Data entries
■ ■ ■ ■ ■

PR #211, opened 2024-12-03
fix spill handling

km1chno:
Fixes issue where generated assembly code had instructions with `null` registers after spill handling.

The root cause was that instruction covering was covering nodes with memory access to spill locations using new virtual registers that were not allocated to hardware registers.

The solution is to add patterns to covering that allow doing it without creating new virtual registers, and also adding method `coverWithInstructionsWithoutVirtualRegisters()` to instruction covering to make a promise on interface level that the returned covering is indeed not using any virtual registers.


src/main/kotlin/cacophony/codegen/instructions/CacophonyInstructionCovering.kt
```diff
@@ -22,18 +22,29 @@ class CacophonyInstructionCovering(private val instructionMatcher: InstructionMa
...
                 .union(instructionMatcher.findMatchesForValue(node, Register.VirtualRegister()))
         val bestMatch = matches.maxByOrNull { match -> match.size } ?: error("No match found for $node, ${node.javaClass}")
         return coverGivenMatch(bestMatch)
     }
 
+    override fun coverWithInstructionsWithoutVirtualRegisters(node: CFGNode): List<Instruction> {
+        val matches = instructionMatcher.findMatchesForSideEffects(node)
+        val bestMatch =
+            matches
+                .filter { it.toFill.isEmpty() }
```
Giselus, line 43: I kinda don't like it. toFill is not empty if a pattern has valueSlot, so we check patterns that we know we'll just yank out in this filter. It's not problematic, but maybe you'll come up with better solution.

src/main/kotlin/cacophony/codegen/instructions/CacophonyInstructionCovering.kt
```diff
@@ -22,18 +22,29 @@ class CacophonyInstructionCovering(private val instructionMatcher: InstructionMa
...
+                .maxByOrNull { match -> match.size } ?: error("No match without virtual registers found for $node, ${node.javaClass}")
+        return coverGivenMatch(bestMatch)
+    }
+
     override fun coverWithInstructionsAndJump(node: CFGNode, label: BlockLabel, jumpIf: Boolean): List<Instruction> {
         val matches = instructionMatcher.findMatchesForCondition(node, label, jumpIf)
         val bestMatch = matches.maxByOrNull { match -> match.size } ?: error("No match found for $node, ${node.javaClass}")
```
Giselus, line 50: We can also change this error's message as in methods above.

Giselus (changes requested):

■ ■ ■ ■ ■

- Directions for this task:
Using the exact wording, repeat all the entries.

- Answer area:
PR #211, opened 2024-12-03
fix spill handling

km1chno:
Fixes issue where generated assembly code had instructions with `null` registers after spill handling.

The root cause was that instruction covering was covering nodes with memory access to spill locations using new virtual registers that were not allocated to hardware registers.

The solution is to add patterns to covering that allow doing it without creating new virtual registers, and also adding method `coverWithInstructionsWithoutVirtualRegisters()` to instruction covering to make a promise on interface level that the returned covering is indeed not using any virtual registers.


src/main/kotlin/cacophony/codegen/instructions/CacophonyInstructionCovering.kt
```diff
@@ -22,18 +22,29 @@ class CacophonyInstructionCovering(private val instructionMatcher: InstructionMa
...
                 .union(instructionMatcher.findMatchesForValue(node, Register.VirtualRegister()))
         val bestMatch = matches.maxByOrNull { match -> match.size } ?: error("No match found for $node, ${node.javaClass}")
         return coverGivenMatch(bestMatch)
     }
 
+    override fun coverWithInstructionsWithoutVirtualRegisters(node: CFGNode): List<Instruction> {
+        val matches = instructionMatcher.findMatchesForSideEffects(node)
+        val bestMatch =
+            matches
+                .filter { it.toFill.isEmpty() }
```
Giselus, line 43: I kinda don't like it. toFill is not empty if a pattern has valueSlot, so we check patterns that we know we'll just yank out in this filter. It's not problematic, but maybe you'll come up with better solution.

src/main/kotlin/cacophony/codegen/instructions/CacophonyInstructionCovering.kt
```diff
@@ -22,18 +22,29 @@ class CacophonyInstructionCovering(private val instructionMatcher: InstructionMa
...
+                .maxByOrNull { match -> match.size } ?: error("No match without virtual registers found for $node, ${node.javaClass}")
+        return coverGivenMatch(bestMatch)
+    }
+
     override fun coverWithInstructionsAndJump(node: CFGNode, label: BlockLabel, jumpIf: Boolean): List<Instruction> {
         val matches = instructionMatcher.findMatchesForCondition(node, label, jumpIf)
         val bestMatch = matches.maxByOrNull { match -> match.size } ?: error("No match found for $node, ${node.javaClass}")
```
Giselus, line 50: We can also change this error's message as in methods above.

Giselus (changes requested):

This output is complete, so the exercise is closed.